Data supplied:

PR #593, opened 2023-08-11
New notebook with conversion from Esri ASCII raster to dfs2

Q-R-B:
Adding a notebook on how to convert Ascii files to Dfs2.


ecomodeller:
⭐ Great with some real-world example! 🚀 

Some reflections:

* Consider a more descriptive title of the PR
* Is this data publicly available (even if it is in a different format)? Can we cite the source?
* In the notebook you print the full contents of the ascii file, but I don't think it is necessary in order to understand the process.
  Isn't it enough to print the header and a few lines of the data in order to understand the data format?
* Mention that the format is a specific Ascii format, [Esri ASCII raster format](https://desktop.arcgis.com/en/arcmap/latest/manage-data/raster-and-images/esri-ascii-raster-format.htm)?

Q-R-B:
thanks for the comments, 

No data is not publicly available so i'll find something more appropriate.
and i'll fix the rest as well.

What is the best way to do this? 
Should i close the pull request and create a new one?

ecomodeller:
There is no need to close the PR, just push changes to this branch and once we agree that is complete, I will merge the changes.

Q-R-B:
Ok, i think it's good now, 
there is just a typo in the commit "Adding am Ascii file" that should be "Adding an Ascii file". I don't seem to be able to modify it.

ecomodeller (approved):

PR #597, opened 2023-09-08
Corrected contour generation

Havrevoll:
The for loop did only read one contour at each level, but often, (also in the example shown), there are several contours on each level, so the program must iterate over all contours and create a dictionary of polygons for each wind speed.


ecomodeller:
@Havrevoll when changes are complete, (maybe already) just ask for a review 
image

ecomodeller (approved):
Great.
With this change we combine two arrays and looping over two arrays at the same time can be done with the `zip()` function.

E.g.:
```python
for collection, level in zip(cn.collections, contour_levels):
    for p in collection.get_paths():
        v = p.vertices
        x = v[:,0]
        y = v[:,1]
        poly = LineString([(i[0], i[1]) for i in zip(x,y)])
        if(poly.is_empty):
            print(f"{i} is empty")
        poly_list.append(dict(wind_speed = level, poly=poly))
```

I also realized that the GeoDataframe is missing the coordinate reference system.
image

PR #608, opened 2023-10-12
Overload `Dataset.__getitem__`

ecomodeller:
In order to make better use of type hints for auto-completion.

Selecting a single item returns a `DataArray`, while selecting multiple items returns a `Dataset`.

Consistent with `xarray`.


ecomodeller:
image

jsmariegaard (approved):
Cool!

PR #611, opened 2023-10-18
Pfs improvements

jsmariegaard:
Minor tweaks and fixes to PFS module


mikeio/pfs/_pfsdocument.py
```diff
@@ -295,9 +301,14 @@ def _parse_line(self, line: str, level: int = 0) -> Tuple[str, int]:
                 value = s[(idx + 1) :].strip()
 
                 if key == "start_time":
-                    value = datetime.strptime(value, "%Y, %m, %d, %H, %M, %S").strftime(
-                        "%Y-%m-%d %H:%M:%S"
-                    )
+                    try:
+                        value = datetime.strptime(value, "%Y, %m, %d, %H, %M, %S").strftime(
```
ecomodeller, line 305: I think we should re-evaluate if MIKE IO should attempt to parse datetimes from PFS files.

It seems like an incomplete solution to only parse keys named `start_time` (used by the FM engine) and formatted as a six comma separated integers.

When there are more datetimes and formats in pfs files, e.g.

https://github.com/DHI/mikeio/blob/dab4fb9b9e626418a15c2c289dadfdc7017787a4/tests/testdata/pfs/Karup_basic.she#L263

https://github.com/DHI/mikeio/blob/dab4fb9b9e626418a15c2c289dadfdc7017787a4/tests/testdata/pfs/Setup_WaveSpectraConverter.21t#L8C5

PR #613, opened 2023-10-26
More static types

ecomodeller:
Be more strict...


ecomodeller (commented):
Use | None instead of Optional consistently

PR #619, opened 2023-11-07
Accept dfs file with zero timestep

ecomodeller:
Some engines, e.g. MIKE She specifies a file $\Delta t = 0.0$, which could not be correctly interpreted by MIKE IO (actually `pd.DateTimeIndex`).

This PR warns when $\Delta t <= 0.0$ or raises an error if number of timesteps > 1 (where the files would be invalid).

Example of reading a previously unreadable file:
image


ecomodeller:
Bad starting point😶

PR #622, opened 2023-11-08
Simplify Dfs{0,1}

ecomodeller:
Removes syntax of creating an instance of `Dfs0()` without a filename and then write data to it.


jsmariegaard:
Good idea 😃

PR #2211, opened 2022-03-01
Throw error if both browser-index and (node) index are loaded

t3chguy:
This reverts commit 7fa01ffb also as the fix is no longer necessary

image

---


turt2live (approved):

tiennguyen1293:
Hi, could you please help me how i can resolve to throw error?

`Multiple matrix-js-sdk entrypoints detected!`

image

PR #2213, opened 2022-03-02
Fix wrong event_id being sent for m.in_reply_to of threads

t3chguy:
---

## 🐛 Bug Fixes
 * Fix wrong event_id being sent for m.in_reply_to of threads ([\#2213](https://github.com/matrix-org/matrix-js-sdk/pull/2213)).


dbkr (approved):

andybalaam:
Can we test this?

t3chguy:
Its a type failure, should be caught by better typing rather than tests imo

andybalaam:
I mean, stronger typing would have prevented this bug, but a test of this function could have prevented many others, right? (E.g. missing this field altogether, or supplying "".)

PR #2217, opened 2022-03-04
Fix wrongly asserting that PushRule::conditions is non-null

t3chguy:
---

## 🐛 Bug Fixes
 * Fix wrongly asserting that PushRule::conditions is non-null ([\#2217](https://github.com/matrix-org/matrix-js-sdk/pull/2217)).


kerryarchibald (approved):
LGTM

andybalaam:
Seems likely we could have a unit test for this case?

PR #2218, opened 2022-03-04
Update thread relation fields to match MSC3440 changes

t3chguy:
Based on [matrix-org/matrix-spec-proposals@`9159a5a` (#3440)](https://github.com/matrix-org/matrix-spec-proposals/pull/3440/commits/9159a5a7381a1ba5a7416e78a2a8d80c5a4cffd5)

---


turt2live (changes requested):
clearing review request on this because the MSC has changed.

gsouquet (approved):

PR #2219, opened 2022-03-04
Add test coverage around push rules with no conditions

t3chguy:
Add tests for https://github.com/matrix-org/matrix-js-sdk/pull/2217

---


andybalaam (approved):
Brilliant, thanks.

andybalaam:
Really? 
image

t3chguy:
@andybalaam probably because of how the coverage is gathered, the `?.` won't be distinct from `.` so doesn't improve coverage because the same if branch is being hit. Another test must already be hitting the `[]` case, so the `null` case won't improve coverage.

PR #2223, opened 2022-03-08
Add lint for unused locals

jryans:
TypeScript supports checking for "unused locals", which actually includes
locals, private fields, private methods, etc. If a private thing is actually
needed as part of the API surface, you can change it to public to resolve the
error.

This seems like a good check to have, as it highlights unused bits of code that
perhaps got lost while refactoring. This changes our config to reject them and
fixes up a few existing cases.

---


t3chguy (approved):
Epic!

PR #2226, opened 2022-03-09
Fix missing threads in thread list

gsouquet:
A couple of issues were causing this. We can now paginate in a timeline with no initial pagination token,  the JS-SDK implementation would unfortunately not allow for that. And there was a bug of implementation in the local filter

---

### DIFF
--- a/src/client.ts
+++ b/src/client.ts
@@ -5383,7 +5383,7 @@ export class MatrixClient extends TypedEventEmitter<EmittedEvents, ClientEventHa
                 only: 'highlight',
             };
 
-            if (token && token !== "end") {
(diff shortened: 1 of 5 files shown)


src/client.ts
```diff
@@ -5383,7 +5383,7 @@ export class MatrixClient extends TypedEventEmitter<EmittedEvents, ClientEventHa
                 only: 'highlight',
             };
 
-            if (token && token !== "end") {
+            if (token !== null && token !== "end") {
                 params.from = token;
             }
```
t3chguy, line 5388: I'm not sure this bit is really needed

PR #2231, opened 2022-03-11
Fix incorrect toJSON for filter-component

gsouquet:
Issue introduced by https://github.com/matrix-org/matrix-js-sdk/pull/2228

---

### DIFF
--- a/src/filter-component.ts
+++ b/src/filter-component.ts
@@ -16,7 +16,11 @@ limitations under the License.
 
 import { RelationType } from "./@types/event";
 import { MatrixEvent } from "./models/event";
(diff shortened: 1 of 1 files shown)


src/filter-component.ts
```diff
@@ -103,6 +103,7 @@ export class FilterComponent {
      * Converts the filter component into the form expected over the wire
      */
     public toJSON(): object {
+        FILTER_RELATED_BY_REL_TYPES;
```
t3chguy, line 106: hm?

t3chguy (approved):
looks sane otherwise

...

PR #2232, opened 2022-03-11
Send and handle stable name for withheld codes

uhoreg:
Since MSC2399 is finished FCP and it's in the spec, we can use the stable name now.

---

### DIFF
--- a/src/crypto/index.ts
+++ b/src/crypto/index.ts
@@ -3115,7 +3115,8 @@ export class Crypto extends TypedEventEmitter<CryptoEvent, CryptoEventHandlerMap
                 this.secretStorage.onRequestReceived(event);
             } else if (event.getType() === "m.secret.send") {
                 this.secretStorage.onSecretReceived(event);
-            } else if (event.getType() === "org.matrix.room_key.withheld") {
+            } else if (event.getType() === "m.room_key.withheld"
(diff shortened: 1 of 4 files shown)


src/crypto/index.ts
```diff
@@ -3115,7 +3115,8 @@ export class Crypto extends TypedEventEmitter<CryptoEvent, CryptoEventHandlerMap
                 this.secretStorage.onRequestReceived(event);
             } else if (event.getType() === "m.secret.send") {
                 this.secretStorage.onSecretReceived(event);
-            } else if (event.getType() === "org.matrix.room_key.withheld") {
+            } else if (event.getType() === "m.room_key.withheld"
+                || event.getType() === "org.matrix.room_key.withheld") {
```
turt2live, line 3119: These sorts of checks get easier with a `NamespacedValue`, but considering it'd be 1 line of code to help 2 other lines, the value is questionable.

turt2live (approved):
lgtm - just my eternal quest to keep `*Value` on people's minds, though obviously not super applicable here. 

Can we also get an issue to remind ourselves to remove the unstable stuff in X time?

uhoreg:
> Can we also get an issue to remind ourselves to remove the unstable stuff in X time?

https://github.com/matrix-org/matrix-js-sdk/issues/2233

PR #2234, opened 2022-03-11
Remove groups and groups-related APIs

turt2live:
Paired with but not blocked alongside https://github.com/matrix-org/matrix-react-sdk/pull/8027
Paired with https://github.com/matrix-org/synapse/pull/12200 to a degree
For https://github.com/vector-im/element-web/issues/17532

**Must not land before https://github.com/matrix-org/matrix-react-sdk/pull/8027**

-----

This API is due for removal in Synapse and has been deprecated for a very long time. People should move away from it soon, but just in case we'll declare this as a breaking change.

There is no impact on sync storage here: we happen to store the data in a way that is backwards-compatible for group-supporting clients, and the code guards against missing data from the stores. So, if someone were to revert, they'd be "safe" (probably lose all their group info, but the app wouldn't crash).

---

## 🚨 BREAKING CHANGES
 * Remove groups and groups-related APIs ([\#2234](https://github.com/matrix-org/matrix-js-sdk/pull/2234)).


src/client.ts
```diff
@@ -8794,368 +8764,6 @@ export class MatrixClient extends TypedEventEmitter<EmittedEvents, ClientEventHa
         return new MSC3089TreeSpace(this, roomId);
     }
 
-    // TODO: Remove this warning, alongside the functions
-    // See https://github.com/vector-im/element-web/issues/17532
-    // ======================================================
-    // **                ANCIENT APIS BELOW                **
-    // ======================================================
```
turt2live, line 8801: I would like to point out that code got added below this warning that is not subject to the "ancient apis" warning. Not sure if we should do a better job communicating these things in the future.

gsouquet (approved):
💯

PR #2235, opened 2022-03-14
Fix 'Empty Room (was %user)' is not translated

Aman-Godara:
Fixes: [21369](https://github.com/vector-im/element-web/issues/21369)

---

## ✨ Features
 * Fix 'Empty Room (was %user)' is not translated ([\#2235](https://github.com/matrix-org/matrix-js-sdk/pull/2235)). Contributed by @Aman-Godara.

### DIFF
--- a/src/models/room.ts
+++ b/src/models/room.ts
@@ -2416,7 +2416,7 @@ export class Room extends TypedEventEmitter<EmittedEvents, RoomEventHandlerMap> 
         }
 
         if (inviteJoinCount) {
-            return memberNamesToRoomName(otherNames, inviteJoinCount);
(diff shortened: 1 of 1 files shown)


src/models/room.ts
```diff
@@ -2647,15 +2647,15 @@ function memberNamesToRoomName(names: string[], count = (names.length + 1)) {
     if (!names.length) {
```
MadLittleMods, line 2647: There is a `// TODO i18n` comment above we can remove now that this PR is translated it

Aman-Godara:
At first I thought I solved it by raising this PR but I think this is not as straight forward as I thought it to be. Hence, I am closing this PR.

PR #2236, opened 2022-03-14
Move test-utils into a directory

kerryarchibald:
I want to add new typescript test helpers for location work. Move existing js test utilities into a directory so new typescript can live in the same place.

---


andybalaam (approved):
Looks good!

Activity:
In the material above, locate the line containing "understand the process." and the line containing "Isn't it enough". Transcribe exactly those two lines and every line between them, and nothing more.

Written answer:
* In the notebook you print the full contents of the ascii file, but I don't think it is necessary in order to understand the process.
  Isn't it enough to print the header and a few lines of the data in order to understand the data format?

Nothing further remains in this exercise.